This month saw the 4-year anniversary of the introduction of the EU’s General Data Protection Regulation (GDPR), one of the most comprehensive privacy regulations to be introduced anywhere in the world. The GDPR gave EU citizens new rights over their personal data, required companies to implement safeguards to keep personal data private and confidential, and placed restrictions on the collection and processing of personal data.
When the privacy and security regulations are violated, Data Protection Authorities (DPAs) in EU member states can impose significant financial penalties, and in the past 4 years more than 900 financial penalties have been imposed for GDPR violations.
Largest GDPR Financial Penalties (May 2018 – May 2022)
- Amazon – €746 million ($847 million)
- WhatsApp – €225 million ($255 million)
- Google Ireland – €90 million ($102 million)
- Facebook €60 million ($68 million)
- Google LLC — €60 million ($68 million)
- Google – €50 million ($56.6 million)
- H&M – €35 million ($41 million)
- TIM – €27.8 million ($31.5 million)
- Enel Energia – €26.5 million ($29.3 million)
- British Airways – €22 million ($26 million)
Noncompliance with the GDPR is Widespread
While it has been four years since compliance with the GDPR became mandatory, many companies are still not compliant. A recent survey conducted by CYTRIO to assess the state of compliance at U.S. companies found that over 90% of companies were not fully compliant with the requirements of the GDPR and similar privacy laws that the GDPR inspired, such as the California Consumer Protection Act (CCPA) and the California Privacy Rights Act (CPRA).
Significant fines have been imposed, but the sheer number of complaints filed with DPAs led to them becoming overwhelmed and there is still a huge backlog in investigations. One of the problems is the one-stop-shop process, which requires cross-country complaints to be investigated by the DPA where a company has its EU base. Many large tech firms have their EU based in Ireland for instance, which means Ireland is responsible for leading the investigation of complaints about companies such as Facebook, WhatsApp, Instagram, Google, Twitter, Yahoo, Microsoft, Apple, and LinkedIn. Ireland has only completed 65% of its investigations of complaints filed since May 25, 2018, and there are currently around 400 complaints involving cross-border decisions still outstanding.
Marking the 4-year anniversary of the GDPR, the nonprofit data privacy rights group, noyb, issued a statement highlighting the failures of the GDPR and DPAs, pointing out that while the introduction of the GDPR was a hailed as a watershed moment, in 4 years the GDPR has still not resulted in a change of the culture of non-compliance in the data industry. Privacy rights are being ignored and companies are getting away with it, especially data brokers and the online advertising industry.

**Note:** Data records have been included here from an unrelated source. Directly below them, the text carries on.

PR #21789, opened 2026-09-21
Harden the deploy against transient 504s and stack-lock conflicts

CamSoper:
### Proposed changes

Two independent fixes for the six Build and deploy failures on 2026-09-21, plus two commits addressing review and audit findings.

**1. Retry the Vale and s5cmd downloads** (`dc04b52`)

[Run 35618729067](https://github.com/pulumi/docs/actions/runs/35618729067) died on `curl: (22) The requested URL returned error: 504` fetching the Vale tarball. That step was a bare `curl -fsSL` with no retry, so one transient 504 from GitHub's release CDN discarded a run that had already spent minutes on checkout, toolchain setup and cache restore.

Adds retry flags to every Vale and s5cmd download across the workflows — 17 call sites in 14 files, plus `.devcontainer/scripts/post-create.sh`, which was the last bare copy in the repo.

> **Correction.** An earlier version of this description claimed `--retry-all-errors` is what makes curl retry a 504 at all. That is wrong: a 504 is already in curl's transient-error set, so plain `--retry 3` would have caught the failure that motivated this PR. `--retry-all-errors` broadens retrying to connection-level failures (refused, reset) that are *not* in that set, which is the actual reason it's here. A second inaccuracy: the first commit message says the flags differ from `scripts/fetch-openapi-spec.sh` "with one deviation" — there are two, since `--retry-delay 5` is also new (those scripts use exponential backoff). The tradeoff is that a wrong version pin or moved release URL burns ~15s over four attempts before failing, with an identical error message.

**This does not cover** the other two failures that morning, which were 504s *inside* `peaceiris/actions-hugo` fetching the Hugo tarball. That action does its own retry (three attempts, all 504) and takes no flags from us. Making it resilient means caching the binary or wrapping the action — a separate change.

**2. Retry a deploy that failed only on the stack lock** (`55cd947`)

Runs [35625043036](https://github.com/pulumi/docs/actions/runs/35625043036), [35625107209](https://github.com/pulumi/docs/actions/runs/35625107209) and [35625169056](https://github.com/pulumi/docs/actions/runs/35625169056) all failed within 40 seconds of each other with `error: [409] Conflict: Another update is currently in progress`, each after ~6 minutes of building and syncing.

`scripts/await-in-progress.js` serializes the deploy by waiting on lower-numbered runs, but caps the wait at 45 minutes and then proceeds regardless. All three runs left that wait together and walked into a `pulumi up` that still held the lock.

This adds the backstop at the layer where the lock actually lives: `retry_on_stack_lock` wraps the refresh and the update with exponential backoff (30s doubling, 5 attempts). Each wrapped call gets its own budget, so a single deploy can spend up to ~15 minutes there in the worst case — time `scripts/ci-build-duration-alert.sh` cannot see, since it subtracts only the queue wait.

It retries that one error and nothing else, matched against an `error:` line carrying the 409 code rather than a bare substring of the whole output. The service returns the 409 *before* touching any resource, so nothing is half-applied and a later attempt re-plans against current state. Any other failure returns immediately. It also covers a lock the turnstile can never see: a `scripts/laptop-deploy.sh` run, or a console operation.

`preview` is deliberately left unwrapped — it doesn't take the update lock, evidenced on the F2 thread below and conceded by the review.

**3–4. Review and audit findings** (`b621df5`, `91711f4`)

Three independent adversarial reviews plus the pre-merge review raised five things, all fixed here:

- The tests proved the logic but not the **wiring** — deleting `retry_on_stack_lock` from both call sites left every test passing. Two tests now read `run-pulumi.sh` directly and fail if either call site is unwrapped.
- A non-numeric `PULUMI_LOCK_MAX_ATTEMPTS` **hung the deploy**: `[ 1 -ge five ]` exits 2, which `if` reads as false, so the cap never tripped and the doubling delay parked the job until the six-hour timeout. Both overrides are validated now.
- The 409 match was an **unanchored substring**, so a recovered warning quoting the phrase would have retried a permanent failure for minutes.
- A test fed the validation a bad delay, got the real 30s default back, and **actually slept it** — 30 seconds added to every `make test`. Measured 30.5s → 0.386s after stubbing `sleep` in the harness.
- `--retry-max-time 300`, because `Retry-After` overrides `--retry-delay` uncapped (measured: `Retry-After: 600` left curl sleeping at 75s), and none of the 14 jobs sets `timeout-minutes`.

### Testing

`scripts/pulumi-lock-retry.test.js` — 13 tests, picked up by `scripts/run-unit-tests.sh` and so by `make test`, following the bash-from-node pattern in `scripts/deploy-bucket-naming.test.js`. **Full suite: 67 passing, 0.585s.**

The tests assert **call counts**, not just exit statuses — "failed once" and "retried three times then failed" are indistinguishable by status alone, and the first draft of the non-lock test passed against a deliberately broken guard for exactly that reason.

Verified non-vacuous against mutations at each round, most recently: revert the anchored 409 match, revert the numeric validation, unwire both call sites, unwire only refresh. Each fails at least one test. `spawnSync` carries a 15s timeout so a runaway loop surfaces as a failed assertion rather than a hang.

**Not verified:** nothing here has run against a real locked stack. The retry logic is covered by fakes only.

### What this deliberately does not do

Neither commit touches `await-in-progress.js` — that was #21800, now merged, which stops three permanently-wedged `queued` runs from forcing every deploy to burn the turnstile's full 45-minute cap.

The structural fix — replacing the turnstile with a GitHub `concurrency:` group on both this workflow and `testing-build-and-deploy.yml` — remains out of scope. It's a larger change touching production deploys and deserves its own PR.

Also known and not addressed here: `pulumi up` is the publish step (it swings the live CloudFront origin to the bucket named in `origin-bucket-metadata.json`, and `infrastructure/index.ts` reads only `.bucket`, ignoring the `timestamp` and `commit` in the same file). An older run that retries after a newer one has published can therefore flip the origin backwards. That hazard exists today without this change, but the retry makes it reachable more often and silently. Being worked separately.

### Related issues

None filed; this came out of a #docs-ops investigation into the 2026-09-21 failures.

https://claude.ai/code/session_01Eif28XV3WrnCmpfdNK3HZK


CamSoper:
Answers to the two ⚠️ items on the reviewer's guide, with receipts, so nobody has to re-derive them.

## F1 -- `--retry-all-errors` is deliberate, but my stated reason for it was wrong

The PR description claimed `--retry-all-errors` is what makes curl retry a 504. That's false, and good catch for making me check it. A 504 is already in curl's transient-error set, so plain `--retry 3` would have caught the failure that motivated this PR.

Measured on curl 8.5.0 against a local server returning a fixed status, counting actual requests:

| invocation | HTTP 504 | HTTP 404 |
|---|---|---|
| `-fsSL` (what these steps had before this PR) | 1 request | not tested |
| `-fsSL --retry 3` | 4 requests | 1 request |
| `-fsSL --retry 3 --retry-all-errors` | 4 requests | 4 requests |

So the flag's real job here is the connection-level failures -- refused, reset -- which aren't transient by curl's definition and which plain `--retry` leaves uncovered. Those are plausible ways a release-CDN fetch dies, so I'm keeping it deliberately rather than by accident.

The cost you flagged is real and I'd rather state it than hand-wave it: a wrong version pin or a moved release URL now burns roughly 15 seconds across four attempts before failing, with an identical error message. That seemed a fair trade against losing a six-minute build to a connection reset. It also matches what `scripts/fetch-openapi-spec.sh`, `fetch-esc-schemas.sh` and `fetch-audit-log-events.sh` already do, so it isn't a new convention.

No code change. PR description corrected, since the wrong claim was the actual defect here.

## F2 -- `preview` left unwrapped is deliberate

`pulumi preview` doesn't take the update lock, so there's no 409 for it to hit. Direct evidence from the incident itself, run [35625043036](https://github.com/pulumi/docs/actions/runs/35625043036):

```
17:13:29  Previewing update (pulumi/www-production)
17:13:56  Resources: ~1 to update, +-1 to replace      <- preview completed fine
17:13:56  Updating (pulumi/www-production)
17:13:57  error: [409] Conflict: Another update is currently in progress.
```

The preview ran to completion while the stack was contended, and the 409 landed one second later on the update. `refresh` is a different story, which is why it is wrapped -- run [35625169056](https://github.com/pulumi/docs/actions/runs/35625169056) took its 409 on `Refreshing`, not `Updating`.

Your second reason holds independently: `preview` is only reachable through `scripts/ci-pull-request.sh`, which is the PR path, not the merge train that produced the collision.

---

Not sending these through `#update-review` -- the author card has no open items and nothing is blocking merge, so re-adjudicating would spend review budget to change nothing. Shout if you'd rather have it on the record there.

---

CamSoper:
@claude F1 and F2 both answered below -- full measurements and log excerpts are in https://github.com/pulumi/docs/pull/21789#issuecomment-5768469973. #update-review

**F1 -- accepting as-is, with a corrected rationale.** The finding is right that `--retry-all-errors` retries hard failures too. Keeping it anyway, but my original justification was wrong and the PR description has been fixed. Measured on curl 8.5.0 against a local fixed-status server: plain `--retry 3` already retries a 504 four times (it's in curl's transient-error set), so `--retry-all-errors` was never what made the 504 case work. What it actually buys is retrying connection-level failures -- refused, reset -- which are not transient by curl's definition and which a release-CDN fetch can plausibly hit. Cost is as you describe: a wrong pin or moved URL burns ~15s over four attempts with an identical error message. Accepting that trade, and matching the existing form in `scripts/fetch-openapi-spec.sh`, `fetch-esc-schemas.sh` and `fetch-audit-log-events.sh`.

**F2 -- disagreeing: `preview` doesn't take the update lock, so there is no 409 for it to hit.** From run 35625043036 during the incident: `Previewing update` started 17:13:29 and completed at 17:13:56 while the stack was contended; the 409 landed at 17:13:57 on `Updating`. `refresh` is genuinely different and is wrapped -- run 35625169056 took its 409 on `Refreshing`, not `Updating`. Your own second reason also holds independently: `preview` is only reachable via `scripts/ci-pull-request.sh`, the PR path, not the merge train that produced the collision. No change needed.

---

CamSoper:
@claude #update-review

CamSoper:
@claude F3 fixed in 91711f4 -- you were right, and I measured it before and after. #update-review

The test fed `PULUMI_LOCK_RETRY_DELAY="soon"` to validation I'd just added, which correctly falls back to the real 30s default, and then the retry paid it against the real `sleep`. Measured: **30.5s for this file, 0.386s after the fix** -- the full unit suite goes from ~31s to 0.585s. Your read of the harness comment was exact: "Keep the suite fast; the real defaults are 5 attempts / 30s" was a contract that test was breaking, and I added it without ever timing the suite.

Took your suggested fix -- `sleep() { :; }` in the `runSnippet` program. Nothing here tests timing (the backoff schedule is documented in `run-pulumi.sh` and asserted by reading it, not by waiting for it), so the stub costs no coverage and immunizes the whole harness rather than just this test. `calls === 2` and the "not a number" stderr assertion are unchanged, as you predicted.

One thing the fix introduced that I closed in the same commit, since it bears on whether the F3 regression test still has teeth: a bug in the attempt cap means an unbounded loop, and the real doubling delay was what kept such a loop *parked* rather than hot. With `sleep` stubbed it spins, so reverting the validation would have **hung** the suite instead of failing it. `spawnSync` now carries a 15-second timeout, so a runaway snippet is killed and surfaces as a failed assertion. Verified: with the validation reverted, the suite fails in 0.6s rather than hanging.

Re-verified non-vacuous against four mutations -- revert the anchored 409 match, revert the numeric validation, unwire both call sites, unwire only refresh. Each fails at least one test.

---

CamSoper:
@claude #new-review

CamSoper:
@claude #new-review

Noyb said investigations of these complaints are incredibly slow. Noyb has submitted around 50 cross-country complaints, and in four years has yet to get a final decision in any of those cases, even though there have been clear violations of the GDPR.
“The GDPR has not (yet) managed to get out of a pre-existing condition: a downward spiral of more and more non-compliance and non-enforcement. Just like when parts of a city become a criminal “no go” zone that are abandoned by police, it seems that many data protection authorities have lost the upper hand on many areas of the digital sphere,” explained noyb. “Companies realize that competitors do not comply and that acting legally does not pay off. The wider non-compliance spreads, the harder it will get for authorities to gain back control with limited resources.”
Unless there are changes and much stronger enforcement, the most serious, large-scale violations of privacy rights by the big tech companies will continue and the requirements of the GDPR may just be fully ignored.